** Source material follows **

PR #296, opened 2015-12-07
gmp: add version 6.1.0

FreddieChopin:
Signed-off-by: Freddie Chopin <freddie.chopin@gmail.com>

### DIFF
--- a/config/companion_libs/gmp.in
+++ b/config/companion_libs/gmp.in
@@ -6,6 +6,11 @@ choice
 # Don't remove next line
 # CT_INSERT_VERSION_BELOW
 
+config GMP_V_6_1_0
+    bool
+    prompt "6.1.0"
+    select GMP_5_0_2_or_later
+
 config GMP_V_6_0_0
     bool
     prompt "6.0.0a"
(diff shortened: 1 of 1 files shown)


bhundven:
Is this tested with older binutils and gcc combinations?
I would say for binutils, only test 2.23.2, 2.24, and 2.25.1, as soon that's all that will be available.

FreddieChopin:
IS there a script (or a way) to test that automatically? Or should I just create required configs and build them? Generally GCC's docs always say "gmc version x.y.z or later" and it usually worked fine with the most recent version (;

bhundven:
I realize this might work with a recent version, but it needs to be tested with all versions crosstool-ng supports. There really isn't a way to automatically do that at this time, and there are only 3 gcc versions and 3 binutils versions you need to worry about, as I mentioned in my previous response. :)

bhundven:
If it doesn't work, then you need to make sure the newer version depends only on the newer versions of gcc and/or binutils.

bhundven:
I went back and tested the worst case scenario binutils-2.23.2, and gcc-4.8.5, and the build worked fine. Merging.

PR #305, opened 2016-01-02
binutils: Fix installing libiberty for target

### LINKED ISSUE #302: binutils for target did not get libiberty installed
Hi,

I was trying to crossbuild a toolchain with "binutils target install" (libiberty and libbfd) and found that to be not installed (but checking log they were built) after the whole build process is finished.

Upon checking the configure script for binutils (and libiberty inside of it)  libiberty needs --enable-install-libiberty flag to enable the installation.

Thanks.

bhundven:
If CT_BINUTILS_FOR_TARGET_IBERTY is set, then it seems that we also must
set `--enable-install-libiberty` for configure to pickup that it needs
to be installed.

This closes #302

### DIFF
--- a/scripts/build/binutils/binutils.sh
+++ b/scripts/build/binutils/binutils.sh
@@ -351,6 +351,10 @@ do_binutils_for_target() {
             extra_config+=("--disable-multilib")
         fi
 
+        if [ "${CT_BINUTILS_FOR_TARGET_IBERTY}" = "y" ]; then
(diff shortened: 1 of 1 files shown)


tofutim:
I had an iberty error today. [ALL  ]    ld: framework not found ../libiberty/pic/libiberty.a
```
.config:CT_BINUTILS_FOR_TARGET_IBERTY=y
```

** End of Source material **
** Source material follows **

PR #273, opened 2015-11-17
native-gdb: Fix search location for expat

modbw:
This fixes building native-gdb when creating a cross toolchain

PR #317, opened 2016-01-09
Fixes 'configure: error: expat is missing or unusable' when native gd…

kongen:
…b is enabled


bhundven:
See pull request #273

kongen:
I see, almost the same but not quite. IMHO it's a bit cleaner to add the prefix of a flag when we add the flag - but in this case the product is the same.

** End of Source material **

• _Exercise_
Scan the records above for the string "tested", then copy each line where it turns up.

• _Your solution_
Is this tested with older binutils and gcc combinations?
I realize this might work with a recent version, but it needs to be tested with all versions crosstool-ng supports. There really isn't a way to automatically do that at this time, and there are only 3 gcc versions and 3 binutils versions you need to worry about, as I mentioned in my previous response. :)
I went back and tested the worst case scenario binutils-2.23.2, and gcc-4.8.5, and the build worked fine. Merging.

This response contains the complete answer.